While the boarding-school narrative is defined by layers of verbiage in the form of gossip, narration, classroom lectures, and student assignments (including a presentation on Rihanna), the Haitian scenes are largely wordless, and have a mysterious aura that is strongly reminiscent of the films of Claire Denis, no stranger to postcolonial body metaphors or enigmatic stories of dislocation. (The cinematographer is Yves Cape, who also lensed Denis’ White Material.)

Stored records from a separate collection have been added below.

PR #1048, opened 2022-10-01
Fix several compilation warnings

cortinico:
Another round of warnings that we can get rid of:
- `getSerializable(String)` was deprecated in API 33, now we need to use `getSerializable(String, Class)`.
- `defaultBackgroundColor` was overriding a deprecated API without re-declaring the deprecation
- `setColorFilter(Int, PorterDuff.Mode)` is deprecated in favor of `setColorFilter(ColorFilter)`. I've used a compat method from Androidx here to solve this deprecation.

### DIFF
--- a/appintro/src/main/java/com/github/appintro/AppIntroBase.kt
+++ b/appintro/src/main/java/com/github/appintro/AppIntroBase.kt
@@ -244,7 +244,7 @@ abstract class AppIntroBase : AppCompatActivity(), AppIntroViewPagerListener {
         ReplaceWith("setSwipeLock"),
         DeprecationLevel.ERROR
     )
-    @Suppress("UnusedPrivateMember")
+    @Suppress("UnusedPrivateMember", "UNUSED_PARAMETER")
     protected fun setNextPageSwipeLock(lock: Boolean) {
         LogHelper.w(
             TAG,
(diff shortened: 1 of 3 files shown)


appintro/src/main/java/com/github/appintro/AppIntroBase.kt
```diff
@@ -452,18 +452,10 @@ abstract class AppIntroBase : AppCompatActivity(), AppIntroViewPagerListener {
...
-                        .getItem(pager.currentItem)
-                )
-            } else {
-                // Close the intro if there are no slides to show
-                finish()
-            }
+            dispatchSlideChangedCallbacks(
+                null,
+                pagerAdapter.getItem(pager.currentItem)
+            )
```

Bonello knows his implications. Not for nothing, he opens the film with a quotation from a poem by the Haitian writer René Depestre that is later recited by Mélissa. In his take on that teen-movie staple, the oh so relevant introductory lecture, Mélissa and Fanny’s history teacher (played by the historian Patrick Boucheron in a cameo) speaks at length about the invention of French history in a classroom whose overwhelming visual impression is one of whiteness: the blank whiteboard, the walls, and, implicitly, Mélissa’s classmates. The result is sometimes too academic for its own good, and less transportive than the overlong and occasionally uneven Saint Laurent.
At the same time, it’s hard to deny Zombi Child’s suggestive power: the curious refractions; the fantasies; the parallels of Vodou and the candlelit rituals of teen girlhood, putting on make-up and lip-synching to music as though one were channeling something from the pop beyond. Possession mingles with teenage obsession, mysticism with longing, unseen sugar barons with Baron Samedi, the rum-loving Vodou loa of magic and death. For Bonello, whose previous films have emphasized emotional continuity over conventions of chronology and realism, it all seems to be part of the same continuum, suggesting a deeper, contradictory myth.